Chi è stato al Sigep lo scorso gennaio, ma anche chi non ci è stato, ricorderà una Rimini sommersa dal traffico e completamente in tilt: affollate le strade, gli autobus e i treni che conducono alla Fiera, con ritardi e rallentamenti che hanno fatto del percorso verso i padiglioni un vero e proprio viaggio della speranza. “Sono eventi straordinari – fa notare Roberto Renzi di Agenzia Mobilità – la domanda per gli autobus può salire a 2mila posti nell’arco di mezz’ora. Forniamo mezzi snodati e in certi casi predisponiamo dei bis, ma soddisfare tutti è pressoché impossibile”. È vero però che il trasporto su gomma nei giorni delle manifestazioni viene potenziato, soprattutto per quanto riguarda la Fiera. I turisti in arrivo dalla stazione possono usufruire della linea 9, chi viene da Bellaria deve salire sul 5. Il 90% dell’utenza si concentra però sull’autobus n. 10, proveniente  da Miramare, che per grandi eventi aumenta la frequenza a ogni quarto d’ora. Le esigenze crescono, ma trovare un equilibrio non è facile. “C’è chi vorrebbe che l’autobus facesse più fermate, ma anche chi giustamente non vuole starci seduto 40 minuti. Va detto inoltre che il trasporto pubblico locale vive soprattutto del contributo regionale, che ha subito un taglio di quasi un milione di fondi. Mancano le risorse, e il collegamento con le fiere non è una priorità”. Ora c’è anche il problema del ponte di via Coletti, chiuso per 120 giorni: “Per i prossimi eventi la linea 10 sarà sdoppiata. Da Miramare arriverà fino a piazza Tripoli, per poi deviare sulla statale 16. Chi invece parte da Marina Centro passerà su via Matteotti e poi su via XXIII Settembre”.

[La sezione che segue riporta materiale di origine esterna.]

PR #298, opened 2018-04-17
Support users.profile.get API

suzuki-shunsuke:
https://api.slack.com/methods/users.profile.get

### DIFF
--- a/users.go
+++ b/users.go
@@ -393,3 +393,30 @@ func (api *Client) UnsetUserCustomStatus() error {
 func (api *Client) UnsetUserCustomStatusContext(ctx context.Context) error {
 	return api.SetUserCustomStatusContext(ctx, "", "")
 }
+
+// GetUserProfile retrieves a user's profile information.
+func (api *Client) GetUserProfile(userID string, includeLabels bool) (*UserProfile, error) {
+	return api.GetUserProfileContext(context.Background(), userID, includeLabels)
+}
+
+type getUserProfileResponse struct {
+	SlackResponse
+	Profile *UserProfile `json:"profile"`
+}
+
+// GetUserProfileContext retrieves a user's profile information with a context.
+func (api *Client) GetUserProfileContext(ctx context.Context, userID string, includeLabels bool) (*UserProfile, error) {
+	values := url.Values{
+		"token": {api.token}, "user": {userID},
+		"include_labels": {strconv.FormatBool(includeLabels)}}
+	resp := &getUserProfileResponse{}
+
+	err := post(ctx, api.httpclient, "users.profile.get", values, &resp, api.debug)
+	if err != nil {
+		return nil, err
+	}
+	if !resp.Ok {
+		return nil, errors.New(resp.Error)
+	}
+	return resp.Profile, nil
+}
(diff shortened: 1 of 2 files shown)


james-lawrence:
as always, thanks @suzuki-shunsuke

suzuki-shunsuke:
@james-lawrence 
You're welcome.
And thank you for merging.
I'm glad to contribute the awesome OSS project.

users.go
```diff
@@ -16,27 +16,35 @@ const (
...
+	Image72               string                            `json:"image_72"`
+	Image192              string                            `json:"image_192"`
+	ImageOriginal         string                            `json:"image_original"`
+	Title                 string                            `json:"title"`
+	BotID                 string                            `json:"bot_id,omitempty"`
+	ApiAppID              string                            `json:"api_app_id,omitempty"`
+	StatusText            string                            `json:"status_text,omitempty"`
+	StatusEmoji           string                            `json:"status_emoji,omitempty"`
+	Team                  string                            `json:"team"`
+	Fields                map[string]UserProfileCustomField `json:"fields"`
```
nolanlum, line 40: There's a small issue with this `Fields` field: Slack is inconsistent with the type of this field in the profile object.

If there are custom fields present, then `fields` will be a JSON object, and all is well. If there are NO custom fields present, then `fields` is an empty array (on one particularly old Slack team, `fields` was actually `null`?!). This causes an `unmarshalling_error` for an otherwise valid `profile` object.

suzuki-shunsuke: Thank you for your comment and I'm sorry for this issue.
I agree.
I send the Pull Request to revert the change.

https://github.com/nlopes/slack/pull/304

We have to think how to support custom fields.

nolanlum: The cleanest way would probably(?) be to have a custom unmarshaller for this struct that calls through to `json.Unmarshal` for everything but `Fields` (we'll have to set the struct field tag to `json:"-"`), and then check the datatype of the `fields` in the JSON response before unmarshalling that as well. The downside of this approach is we would have to write a custom marshaller as well.

An alternative approach is to compose some `UserProfileWithCustomFields` struct with an anonymous `UserProfile` field, but that would get messy, since you would have to deal with two types for essentially the same JSON blob, depending on whether or not you know there are custom fields in your Slack workspace (and `GetUserProfile` functions would have to return values accordingly).

A third approach (though I'm unsure if this would actually work) would be to make the type of `Fields` `interface{}` so `json.Unmarshal` could handle it, and then have client library code deal with making sense of it.

As I actually don't have much experience developing Golang libraries that wrap JSON APIs, I'd like to get the opinion of a project maintainer (@james-lawrence ?) as well.

It would also be nice to inform Slack of this small bug in their API, I suppose :)

suzuki-shunsuke: This is one of solutions.

https://play.golang.org/p/sKslV43mXEG

james-lawrence: @suzuki-shunsuke your example code looks good, minus the pointer for the field. you don't need it to be a pointer the json library handles it correctly.

suzuki-shunsuke: @james-lawrence 
Thank you for your review.
I will send a pull request within tomorrow.

suzuki-shunsuke: I send a Pull Request.

https://github.com/nlopes/slack/pull/305

PR #1341, opened 2024-10-31
fix: Don't require `skin_tone` for rich text emoji element

calebmckay:
In a rich text `emoji` element, the `skin_tone` value is optional, and when not provided will use the default skin tone. When unmarshalling from JSON, this parameter defaults to an invalid value of 0 (`skin_tone` values range from 2 to 6), resulting in an "invalid_blocks" error when sending a message. This PR allows the `skin_tone` element to be omitted when unmarshalling from JSON.


calebmckay:
Working on adding test cases now, to make sure both marshalling and unmarshalling work as expected.

lorenzoaiello (approved):
Thanks for the contribution, this looks good - and I appreciate the backwards compatibility.

PR #1349, opened 2024-11-14
feat: Adding Workflow Trigger WebAPI Methods

lorenzoaiello:
This pull request adds support for Web API Methods related to Workflow Triggers:

- [workflows.triggers.permissions.add](https://api.slack.com/methods/workflows.triggers.permissions.add)
- [workflows.triggers.permissions.list](https://api.slack.com/methods/workflows.triggers.permissions.list)
- [workflows.triggers.permissions.remove](https://api.slack.com/methods/workflows.triggers.permissions.remove)
- [workflows.triggers.permissions.set](https://api.slack.com/methods/workflows.triggers.permissions.set)

It also adds a helper method for posting JSON.

### DIFF
--- a/misc.go
+++ b/misc.go
@@ -26,6 +26,12 @@ type SlackResponse struct {
 	ResponseMetadata ResponseMetadata `json:"response_metadata"`
 }
 
+type ResponsePointer struct {
+	Ok               *bool            `json:"ok,omitempty"`
+	Error            *string          `json:"error,omitempty"`
+	ResponseMetadata ResponseMetadata `json:"response_metadata,omitempty"`
+}
+
 func (t SlackResponse) Err() error {
 	if t.Ok {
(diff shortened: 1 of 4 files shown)


misc.go
```diff
@@ -26,6 +26,12 @@ type SlackResponse struct {
 	ResponseMetadata ResponseMetadata `json:"response_metadata"`
 }
 
+type ResponsePointer struct {
```
nlopes: Can we have this PR without this?

I'd love to keep `SlackResponse` for introducing this feature.

I think I understand the rationale for having these as `omitempty` but if we introduce this change, I'd rather do it in its own PR and change the `SlackResponse` instead of a new struct.

What's your take @lorenzoaiello ?

nlopes (changes requested):

Issue #1352, opened 2024-11-22
Parse conversation_host_id to Channel object


fahmizulhasymi:
### Description

To get "host" information from shared channel, so it can be used to separate list of channel accessible by user or bots.

### (Optional) Slack's documentation

The attributes classified as [other-attributes](https://api.slack.com/types/conversation#other-attributes) that indicates the "host" of the shared channel

PR #1353, opened 2024-11-22
chore: Add parse channel context and host for shared channel

fahmizulhasymi:
Resolving issue https://github.com/slack-go/slack/issues/1352 that currently unable to parse the host information on shared channel.

With this addition, user can know the owner of the shared channel.

### DIFF
--- a/conversation_test.go
+++ b/conversation_test.go
@@ -165,6 +165,12 @@ func TestCreateSharedChannel(t *testing.T) {
 	channel.LastRead = "1401383885.000061"
 	channel.UnreadCount = 0
 	channel.UnreadCountDisplay = 0
+	channel.IsShared = true
+	channel.IsExtShared = true
+	channel.ContextTeamID = "T1ABCD2E12"
+	channel.ConversationHostID = "T07XY8FPJ5C"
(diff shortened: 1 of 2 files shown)


conversation_test.go
```diff
@@ -82,6 +82,92 @@ func TestCreateSimpleChannel(t *testing.T) {
...
+	channel.IsChannel = true
+	channel.Created = JSONTime(1360782804)
+	channel.Creator = "U024BE7LH"
+	channel.IsArchived = false
+	channel.IsGeneral = false
+	channel.IsMember = true
+	channel.LastRead = "1401383885.000061"
+	channel.UnreadCount = 0
+	channel.UnreadCountDisplay = 0
+	assertSharedChannel(t, channel)
```
calebmckay, line 174: This test fails. Looks like this was copied/pasted from `TestCreateSimpleChannel` without adding the extra fields for the shared channel.

calebmckay (changes requested):

conversation_test.go
fahmizulhasymi: Thanks, miss that one.

calebmckay (approved):

nlopes (approved):

nlopes:
Thank you!

PR #1354, opened 2024-11-27
fix: Allow `emoji` value in plain text blocks to be null

### LINKED ISSUE #1332: Unable to disable emojis in plain text blocks
### What happened

Creating a `TextBlockObject` with the `Emoji` field set to `false` **does not** disable rendering of emojis in that text block.

The reason this happens is because of the `omitempty` JSON-tag:

```go
type TextBlockObject struct {
	Type     string `json:"type"`
	Text     string `json:"text"`
	Emoji    bool   `json:"emoji,omitempty"` // <-- this one
	Verbatim bool   `json:"verbatim,omitempty"`
}
```

This causes the field to be removed from the payload when encoded to JSON (if the field is `false`) as seen in this snippet: https://go.dev/play/p/63tqgJJ6Nnt.

The required JSON payload for creating a plain text object without support for emojis is:

```json
{
	"type": "section",
	"text": {
		"type": "plain_text",
		"text": ":+1:",
		"emoji": false
	}
}
```

This is likely an issue for some other fields with the `omitempty` tag as well, where you explicitly need to set a value to `false` in the JSON payload for the Slack API.

### Expected behavior

Creating a `TextBlockObject` with the `Emoji` field set to `false` **should** disable rendering of emojis in that text block.

### Steps to reproduce

```go
emoji, verbatim := false, false
slack.New("some token").PostMessage(
	"channel ID",
	slack.MsgOptionBlocks(
		slack.NewSectionBlock(
			slack.NewTextBlockObject("plain_text", ":+1:", emoji, verbatim), 
			nil, 
			nil,
		),
	),
)
```

### Versions
- Go: `go version go1.23.1 linux/amd64`
- slack-go/slack: `v0.14.0`

calebmckay:
Fixes #1332.

This PR allows setting null values for the `emoji` field of plain text blocks, which was previously incorrectly marshalling to JSON due to a "false" value being omitted. I opted not to change the signature of `NewTextBlockObject`, since the null value is only expected when unmarshalling, and the user should know which value they need to use when creating the block.


nlopes:
This will go into a "breaking changes" batch.

nlopes:
@calebmckay I finally took a look at this today and I'm not keen on making people depend on another package to interact with this one.

The best approach would be to make `Emoji bool` become `Emoji *bool` and then we can have:
- `nil` -> omitted
- `false` -> `false`
- `true` -> `true`

And no package introduced. I think this would be preferable. Let me know if this isn't up your alley and I can put a different PR to fix the issue with this approach but also happy to have you change this PR instead.

calebmckay:
Understandable. I worked on this a while back so I don't remember exactly, but I think I opted for the null package because I ran into some issue with the bool pointers. I'm willing to give it another shot though.

calebmckay:
Got it working with `*bool`, so this is ready for re-review.

nlopes (approved):

sheldonhull:
I'm on v0.17.0-rc4 and don't see this change persisted in it, the omitempty is not there.
Is this supposed to be included in the latest release candidate @nlopes? 

https://github.com/slack-go/slack/blob/3353adb92b294c4fdd5a5ff73aac1e9c8d8e9888/block_object.go#L119-L126


correction: I see what you did with the pointer, I guess this broke for me on: 					`slack.NewTextBlockObject(slack.MarkdownType, message, false, false)` as it doesn't except a pointer. It then breaks the message.

https://github.com/slack-go/slack/blob/3353adb92b294c4fdd5a5ff73aac1e9c8d8e9888/block_object.go#L163-L171

So I'm seeing this behavior on all my block oriented messages with slack.NewTextBlock


```go
	helpBlocks := []slack.Block{
		slack.NewSectionBlock(
			slack.NewTextBlockObject(
				slack.MarkdownType,
				myactivitymessage,
				false,
				false,
			),
			nil,
			nil,
		),
	}
```

I don't see how to fix as i have to pass true or false to NewTextBlockObject and can't pass a nil.

Issue #1358, opened 2024-12-05
Add GetBlockID() method to slack.Block interface.


takuo:
### Description

It makes easy to find a block by BlockID from BlockSet since I believe that all  MessageBlockType has BlockID.
I will create PR if the request is acceptable.

### usage example 

```go
	var ic slack.InteractionCallback
	b, _ := io.ReadAll(req.Body)
	json.Unmarshal(b, &ic)

	var block slack.Block
	if i := slices.IndexFunc(ic.View.Blocks.BlockSet, func(blk slack.Block) bool {
		return blk.GetBlockID() == "input-block-age"
	}); i >= 0 {
		block = ic.View.Blocks.BlockSet[i]
	}
```

PR #1359, opened 2024-12-07
Add ID() to the Block interface

samstarling:
At incident.io, we often iterate over the contents of Slack views, and often want to add the block ID to various bits of observability (logs, traces). Doing this is quite difficult, because the `Block` interface doesn't allow easy access to the ID — we have to cast each possible kind of block to pull this out.

This PR introduces an `ID()` function to the `Block` interface, making this kind of thing much easier.

I added some tests along the way, and also noticed that `CallBlock` doesn't allow the ID to be set. This doesn't affect us, but you might wish to fix that.

### DIFF
--- a/block.go
+++ b/block.go
@@ -26,6 +26,7 @@ const (
 // to ensure consistency between blocks.
 type Block interface {
 	BlockType() MessageBlockType
+	ID() string
 }
 
 // Blocks is a convenience struct defined to allow dynamic unmarshalling of
--- a/block_action.go
+++ b/block_action.go
@@ -14,6 +14,11 @@ func (s ActionBlock) BlockType() MessageBlockType {
 	return s.Type
 }
 
+// ID returns the ID of the block
+func (s ActionBlock) ID() string {
+	return s.BlockID
+}
+
 // NewActionBlock returns a new instance of an Action Block
 func NewActionBlock(blockID string, elements ...BlockElement) *ActionBlock {
 	return &ActionBlock{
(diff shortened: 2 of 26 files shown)


calebmckay (approved):
Fixes #1358.

This definitely seems like a good feature to have when parsing a BlockSet from a JSON payload. I'm not sure how often we'd want to set a BlockID manually from the `New*Block` functions, but I guess the main problem is that it's not currently consistent across block types.

samstarling:
@calebmckay Nice, thanks! I hadn't seen that issue. Can I ask what the path to getting this reviewed/approved is? Just want to make sure I've not missed anything. But yes, you're right — it's useful to (for example) get a payload from Slack and be able to inspect the block IDs without having to do a bunch of type conversion.

calebmckay:
It looks like @lorenzoaiello is the primary active maintainer right now, so they'll need to review and merge.

samstarling:
Hey @parsley42, I was wondering, are you the current maintainer here?

parsley42:
No, you want @lorenzoaiello

nlopes (approved):

nlopes:
Although technically this can be a breaking change, I think people should be relying on what we provide so am going to consider this as part of a non-breaking change batch.

samstarling:
@nlopes I've just pushed a fix for the linting issues, thanks for flagging!

jamesjarvis:
It appears this has been a bit of a breaking change 😢  the [TextBlockObject](https://github.com/slack-go/slack/blob/965251aa80cbcdae9e44c96b80ef04bae2f3c515/block_object.go#L122) cannot have a block ID (as slack does not provide one), yet is used in this context for looping over blocks :/

PR #1364, opened 2025-01-06
add enable_section option for UserGroup API

### LINKED ISSUE #1363: Support enable section
### Description

Currenty, CreateUserGroup(Cotnext) cannot pass the enable_section argument, so we can't handle it. I want to handle this param.

https://api.slack.com/methods/usergroups.create

sivchari:
close #1363 

##### Pull Request Guidelines

##### PR preparation

- [x] exposes a previously private type, const, method, etc.
- [x] is it application specific (caching, retry logic, rate limiting, etc)
- [x] is it performance related.

##### API changes

### DIFF
--- a/usergroups.go
+++ b/usergroups.go
@@ -3,6 +3,7 @@ package slack
 import (
 	"context"
 	"net/url"
+	"strconv"
 	"strings"
 )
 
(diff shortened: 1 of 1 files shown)


usergroups.go
```diff
@@ -50,20 +51,45 @@ func (api *Client) userGroupRequest(ctx context.Context, path string, values url
 	return response, response.Err()
 }
 
+// CreateUserGroupParams contains arguments for CreateUserGroup method call
+type CreateUserGroupParams struct {
```
nlopes: Can we make this private and same with `EnableSection` to keep it consistent with the pattern we already have? 

See [chat.go](https://github.com/slack-go/slack/blob/34f9a10b71d70bdcd1b9456a6d91805aca8000bf/chat.go#L398).

nlopes (changes requested):

usergroups.go
sivchari: done.

nlopes (approved):

PR #1370, opened 2025-01-28
Additional field to the File structure

rntk:
Slack has a feature called 'Send emails to Slack' - https://slack.com/intl/en-gb/help/articles/206819278-Send-emails-to-Slack

When emails are sent to this channel, they become Slack files with additional fields containing sender and receiver information. 

I added two new fields to properly support the unmarshaling of file metadata.


nlopes (approved):

nlopes:
Thank you!

PR #1374, opened 2025-02-14
Configure Dependabot to maintain GitHub Actions

sgerrand:
💁 When browsing this repository earlier, I saw that external actions are referenced using commit SHAs. This is useful as a way of ensuring that the version of a specific workflow doesn't drift unexpectedly but it also means that they need to be maintained (whether actively or not).

This change configures @dependabot to do the hard work of looking after those external action references and updating them as needed.


sgerrand:
👋 @nlopes, requesting your 👀 on this small change.

nlopes (approved):

sgerrand:
Thanks! I can't merge this so feel free to do so.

Sembra andare meglio invece il trasporto su rotaia, collegato al quartiere fieristico dieci anni fa e oggi utilizzato dal 15% dei visitatori. Qualche rallentamento c’è stato, e lo stesso Cagnoni racconta di espositori che lamentano l’insufficienza dei treni. “Stiamo lavorando per migliorare nettamente il servizio, – dichiara il presidente – chiedendo l’aggiunta di carrozze e l’acquisto di ulteriori fermate che, lo ricordo, hanno un costo importante, del tutto a carico di Rimini Fiera. Per Italo e Frecciarossa stiamo facendo pressioni sulle rispettive società per ottenere la fermata in occasione delle manifestazioni più grandi”. Che fare infine per gli automobilisti infuriati? “C’è un intervento strutturale su cui puntiamo molto: l’apertura del terzo casello dell’autostrada, che pensiamo in corrispondenza diretta con l’area del quartiere fieristico. Se si farà e sulle tempistiche di realizzazione, però, non posso azzardare previsioni”.